## Data records

- - - - -

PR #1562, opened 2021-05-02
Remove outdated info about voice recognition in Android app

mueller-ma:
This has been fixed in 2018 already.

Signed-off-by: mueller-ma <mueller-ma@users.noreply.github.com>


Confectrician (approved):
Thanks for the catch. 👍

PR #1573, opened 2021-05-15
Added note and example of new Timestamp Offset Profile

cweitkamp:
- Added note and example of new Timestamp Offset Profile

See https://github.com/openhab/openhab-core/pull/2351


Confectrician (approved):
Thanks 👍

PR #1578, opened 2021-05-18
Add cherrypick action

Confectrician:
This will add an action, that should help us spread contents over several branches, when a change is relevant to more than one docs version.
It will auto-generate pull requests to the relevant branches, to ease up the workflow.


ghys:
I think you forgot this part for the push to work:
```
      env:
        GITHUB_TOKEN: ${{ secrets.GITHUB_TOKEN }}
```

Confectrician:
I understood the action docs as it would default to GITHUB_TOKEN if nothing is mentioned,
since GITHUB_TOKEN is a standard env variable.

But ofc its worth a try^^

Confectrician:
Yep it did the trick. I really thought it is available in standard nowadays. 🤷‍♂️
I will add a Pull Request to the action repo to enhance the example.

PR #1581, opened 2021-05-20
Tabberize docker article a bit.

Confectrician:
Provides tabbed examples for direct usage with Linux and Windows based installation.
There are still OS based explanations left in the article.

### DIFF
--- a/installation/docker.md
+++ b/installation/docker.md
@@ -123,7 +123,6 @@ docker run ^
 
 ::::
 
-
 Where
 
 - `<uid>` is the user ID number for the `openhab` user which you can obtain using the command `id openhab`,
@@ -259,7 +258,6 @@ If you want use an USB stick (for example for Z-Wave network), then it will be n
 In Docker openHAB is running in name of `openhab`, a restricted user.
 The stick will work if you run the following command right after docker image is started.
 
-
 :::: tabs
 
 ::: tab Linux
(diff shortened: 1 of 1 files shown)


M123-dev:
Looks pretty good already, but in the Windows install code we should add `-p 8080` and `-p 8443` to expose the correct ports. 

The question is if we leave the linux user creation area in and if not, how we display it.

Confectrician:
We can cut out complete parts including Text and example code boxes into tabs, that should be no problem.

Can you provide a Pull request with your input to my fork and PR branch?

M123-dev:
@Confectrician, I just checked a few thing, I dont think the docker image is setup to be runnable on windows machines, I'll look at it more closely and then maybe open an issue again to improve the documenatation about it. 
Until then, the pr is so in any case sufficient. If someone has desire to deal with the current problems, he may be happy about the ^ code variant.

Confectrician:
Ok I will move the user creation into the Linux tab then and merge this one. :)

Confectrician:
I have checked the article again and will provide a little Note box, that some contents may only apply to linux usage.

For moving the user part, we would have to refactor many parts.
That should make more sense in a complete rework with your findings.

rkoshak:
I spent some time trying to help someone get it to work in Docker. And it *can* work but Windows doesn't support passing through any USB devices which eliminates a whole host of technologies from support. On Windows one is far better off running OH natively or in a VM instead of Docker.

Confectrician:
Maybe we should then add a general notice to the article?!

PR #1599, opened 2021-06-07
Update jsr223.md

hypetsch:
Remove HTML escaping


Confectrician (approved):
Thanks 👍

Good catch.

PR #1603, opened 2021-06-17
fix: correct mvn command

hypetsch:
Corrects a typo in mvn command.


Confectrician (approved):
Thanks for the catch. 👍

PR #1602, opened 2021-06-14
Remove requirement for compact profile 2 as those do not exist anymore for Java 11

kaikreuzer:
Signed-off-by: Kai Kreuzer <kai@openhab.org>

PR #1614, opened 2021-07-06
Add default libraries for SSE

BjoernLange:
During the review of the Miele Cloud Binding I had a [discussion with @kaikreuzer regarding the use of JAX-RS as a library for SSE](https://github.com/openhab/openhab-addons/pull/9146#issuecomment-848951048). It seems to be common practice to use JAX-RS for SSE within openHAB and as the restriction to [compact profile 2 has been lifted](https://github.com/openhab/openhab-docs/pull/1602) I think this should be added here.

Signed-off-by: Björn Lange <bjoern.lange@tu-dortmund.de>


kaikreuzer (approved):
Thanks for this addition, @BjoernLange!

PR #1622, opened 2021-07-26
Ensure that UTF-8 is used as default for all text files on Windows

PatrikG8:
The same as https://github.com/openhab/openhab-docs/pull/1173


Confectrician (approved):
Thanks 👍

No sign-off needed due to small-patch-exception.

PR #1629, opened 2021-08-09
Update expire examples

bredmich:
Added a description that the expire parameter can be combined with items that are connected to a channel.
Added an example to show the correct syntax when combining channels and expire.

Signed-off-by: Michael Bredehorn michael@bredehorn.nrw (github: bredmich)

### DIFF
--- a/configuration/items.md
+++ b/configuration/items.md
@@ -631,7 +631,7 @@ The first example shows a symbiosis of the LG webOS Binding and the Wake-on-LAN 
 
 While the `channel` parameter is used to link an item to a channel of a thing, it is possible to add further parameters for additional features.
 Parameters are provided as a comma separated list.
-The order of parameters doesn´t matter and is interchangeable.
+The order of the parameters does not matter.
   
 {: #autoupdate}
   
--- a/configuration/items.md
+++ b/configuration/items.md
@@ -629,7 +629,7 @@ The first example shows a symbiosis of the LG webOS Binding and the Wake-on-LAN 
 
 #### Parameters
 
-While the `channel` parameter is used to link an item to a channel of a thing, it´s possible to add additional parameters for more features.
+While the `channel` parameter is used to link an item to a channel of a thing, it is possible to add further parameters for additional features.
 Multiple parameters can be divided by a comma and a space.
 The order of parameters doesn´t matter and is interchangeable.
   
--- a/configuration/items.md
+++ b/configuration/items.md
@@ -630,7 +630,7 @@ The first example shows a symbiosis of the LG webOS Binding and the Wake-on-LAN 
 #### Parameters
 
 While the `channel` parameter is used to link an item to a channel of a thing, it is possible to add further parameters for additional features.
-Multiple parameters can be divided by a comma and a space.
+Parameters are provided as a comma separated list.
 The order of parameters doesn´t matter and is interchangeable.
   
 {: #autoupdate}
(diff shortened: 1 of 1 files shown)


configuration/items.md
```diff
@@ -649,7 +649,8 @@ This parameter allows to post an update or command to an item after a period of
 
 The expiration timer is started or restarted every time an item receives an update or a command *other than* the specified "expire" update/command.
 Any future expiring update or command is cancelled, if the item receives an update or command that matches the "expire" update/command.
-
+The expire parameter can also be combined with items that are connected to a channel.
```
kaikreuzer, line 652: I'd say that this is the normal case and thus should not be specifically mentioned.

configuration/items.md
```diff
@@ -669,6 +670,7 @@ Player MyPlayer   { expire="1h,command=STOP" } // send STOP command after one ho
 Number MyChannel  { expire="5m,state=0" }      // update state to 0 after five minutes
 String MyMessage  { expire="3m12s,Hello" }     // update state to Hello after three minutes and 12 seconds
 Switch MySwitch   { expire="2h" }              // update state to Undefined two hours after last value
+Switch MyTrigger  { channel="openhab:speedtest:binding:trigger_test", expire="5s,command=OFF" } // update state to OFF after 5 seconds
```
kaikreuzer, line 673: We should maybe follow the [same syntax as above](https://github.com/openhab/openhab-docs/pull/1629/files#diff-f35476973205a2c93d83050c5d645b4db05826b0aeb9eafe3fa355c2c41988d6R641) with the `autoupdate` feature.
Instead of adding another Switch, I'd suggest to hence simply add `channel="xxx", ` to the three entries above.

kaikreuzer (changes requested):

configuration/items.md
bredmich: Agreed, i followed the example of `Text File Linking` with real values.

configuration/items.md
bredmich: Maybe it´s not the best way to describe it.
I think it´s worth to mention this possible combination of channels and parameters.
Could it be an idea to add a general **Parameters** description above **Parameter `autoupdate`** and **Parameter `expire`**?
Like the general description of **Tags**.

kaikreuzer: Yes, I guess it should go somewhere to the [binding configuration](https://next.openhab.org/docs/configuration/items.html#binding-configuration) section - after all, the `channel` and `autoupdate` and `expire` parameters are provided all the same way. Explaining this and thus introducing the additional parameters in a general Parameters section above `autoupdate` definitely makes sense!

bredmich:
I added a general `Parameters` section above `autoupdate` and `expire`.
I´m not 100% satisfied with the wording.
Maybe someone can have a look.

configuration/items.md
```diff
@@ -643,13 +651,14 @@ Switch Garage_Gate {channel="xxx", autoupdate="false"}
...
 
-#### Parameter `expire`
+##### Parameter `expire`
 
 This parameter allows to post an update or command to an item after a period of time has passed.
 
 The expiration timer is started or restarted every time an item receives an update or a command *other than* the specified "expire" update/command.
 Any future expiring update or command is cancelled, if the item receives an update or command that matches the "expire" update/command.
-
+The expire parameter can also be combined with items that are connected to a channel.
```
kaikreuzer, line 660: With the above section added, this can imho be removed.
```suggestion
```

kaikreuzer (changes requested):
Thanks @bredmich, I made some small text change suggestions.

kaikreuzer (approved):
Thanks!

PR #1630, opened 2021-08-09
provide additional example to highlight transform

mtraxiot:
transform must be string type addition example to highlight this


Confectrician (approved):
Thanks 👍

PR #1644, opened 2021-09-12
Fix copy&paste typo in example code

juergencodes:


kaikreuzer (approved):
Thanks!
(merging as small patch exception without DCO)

- - - - -

## Assignment
Which lines hold the word "small"? Return all of them from the records above.

## Solution to this problem
No sign-off needed due to small-patch-exception.
Thanks @bredmich, I made some small text change suggestions.
(merging as small patch exception without DCO)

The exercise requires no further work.